Pria itu kembali terkekeh, "Iya kenapa, apa yang akan kau lakukan kepadaku huh?!" Aaron memandang Evelyn dengan merendahkan.
Evelyn terdiam, menatap pria itu intens, "Kenapa? Kenapa kau melakukan itu kepada keluargaku? Apa salah keluargaku padamu?" tanya Evelyn setengah berteriak.
"Kau tanya kenapa? Ini semua adalah balasan akibat dosa ayahmu dulu. Asal kau tau, ayahmu sudah membunuh ayah dan pamanku, orang yang kucintai telah dibunuh oleh ayah bejatmu itu, kau tau itu?!"
Aaron meninggikan suaranya disertai dengan suara pecahnya vas bunga yang terletak di meja kamar itu.Sepertinya amarah lelaki itu sudah memuncak, siapa menghancurkan siapa saja yang melawannya.
Evelyn memekik saat vas itu pecah di hadapannya, "Itu tidak mungkin, Daddy tidak mungkin melakukan itu, Daddy-ku orang yang baik, itu tidak mungkin." cicit Evelyn sembari menutup telinganya, menunduk di atas kasur itu. Sedangkan air matanya sudah tak terbendung lagi untuk tidak membasahi pipinya.
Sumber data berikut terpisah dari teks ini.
PR #134, opened 2019-12-04
Adding support for application availability checks

abellotti:
Now triggering application availability checks with the source check_availability action.

### DIFF
--- a/app/controllers/api/v1/sources_controller.rb
+++ b/app/controllers/api/v1/sources_controller.rb
@@ -45,20 +45,22 @@ module Api
           url = app_type.availability_check_url
           next if url.blank?
 
-          headers = {
-            "Content-Type"  => "application/json",
-            "x-rh-identity" => Base64.strict_encode64({'identity' => { 'account_number' => source.tenant.external_tenant }}.to_json)
-          }
+          begin
+            headers = {
+              "Content-Type"  => "application/json",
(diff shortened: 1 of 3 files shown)


abellotti:
Marking as WIP because:

- [ ] Depends on https://github.com/RedHatInsights/sources-api/pull/128
- [ ] needs to be tested
- [ ] needs specs
- [ ] need to review post signature to the micro-services

app/controllers/api/v1/sources_controller.rb
```diff
@@ -15,6 +18,49 @@ def create
...
+
+          headers = {
+            "Content-Type"  => "application/json",
+            "x-rh-identity" => Base64.strict_encode64({'identity' => { 'account_number' => source.tenant.external_tenant }}.to_json)
+          }
+
+          uri = URI.parse(url)
+          net_http = Net::HTTP.new(uri.host, uri.port)
+          request  = Net::HTTP::Post.new(uri.request_uri, headers)
+          request.body = { "source_id" => source.id.to_s }.to_json
```
abellotti: /cc @agrare just initial prototype here, we need to design/agree on signature/contract with the apps.

agrare: :+1: this is what we discussed with @dccurtis

abellotti:
Ok, added specs, can you lend some 👀 @agrare ?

"Tutup mulutmu!" bentak Aaron."Jangan coba-coba membela pria b***t itu di hadapanku! Aku akan menghancurkan siapa pun yang berhubungan dengan pria itu, termasuk kau!" jari telunjuknya menunjuk Evelyn.
"Aku akan lebih dulu menghancurkanmu sebelum tua bangka itu, akan sangat menyenangkan jika dia mengetahui putri kesayangannya hancur di tangan musuhnya." Aaron tertawa terbahak-bahak.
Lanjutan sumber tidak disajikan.